PR #724, opened 2018-11-22
Migrate to .NET Core (netstandard2.0)

alexanderuv:
hi @FlorianRappl, this is based on the work done by @tbolon, I made sure you can build this on macOS and fixed the encoding related failures.

One caveat is that `document.Charset` will not return "Windows-1252" anymore but "windows-1252". This has been adjusted in the tests, and it runs successfully on both Windows and macOS. I don't know if this is something to give more thought to, though.


tbolon:
Are you sure removing the net45 target is mandatory for AngleSharp.Core is mandatory ? There are a lot of known issues regarding netstandard 2.0 and full .NET framework with versions < 4.7.1. Recommendation is to keep delivering multi-targeting versions when possible.

To support building on non windows os, can't we just select the targeting framework when builing on the IDE instead ?

FlorianRappl:
One question: Why do we have 2 PRs now. @alexanderuv do you mind working together with @tbolon to finish this PR? Thanks for your contribution much appreciated!

alexanderuv:
@tbolon I removed it for the sake of consistency. Some projects had net462 and the main one has net45. Since net462 is a superset of netstandard2.0, I chose to just use netstandard2.0.

I was not aware of the netstandard issues. Now, considering that, I updated the code to build both a .NET Framework target and a .NET Standard target. However, in order to keep the encoding issues resolved I figured we should keep the same implementation for both. But in order to do that, I had to upgrade to net46. 

How big is the net45 users base, anyway? Maybe net46 should be fine?

Another thing is - should we now keep two test projects with shared code? One for netstandard and another one for netframework? Since these tests are currently targeting netstandard.

PS: The build in AppVeyor failed due to an env issue? 
```
C:\projects\anglesharp\src\AngleSharp\AngleSharp.Core.csproj(745,3): error MSB4019: The imported project "C:\Program Files\dotnet\sdk\2.1.403\Microsoft\Portable\Microsoft.Portable.CSharp.targets" was not found. Confirm that the path in the <Import> declaration is correct, and that the file exists on disk.
```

- _Your instructions_
When a line of the material above contains the string "Core", it counts. State the total and nothing more.

- _Worked solution_
3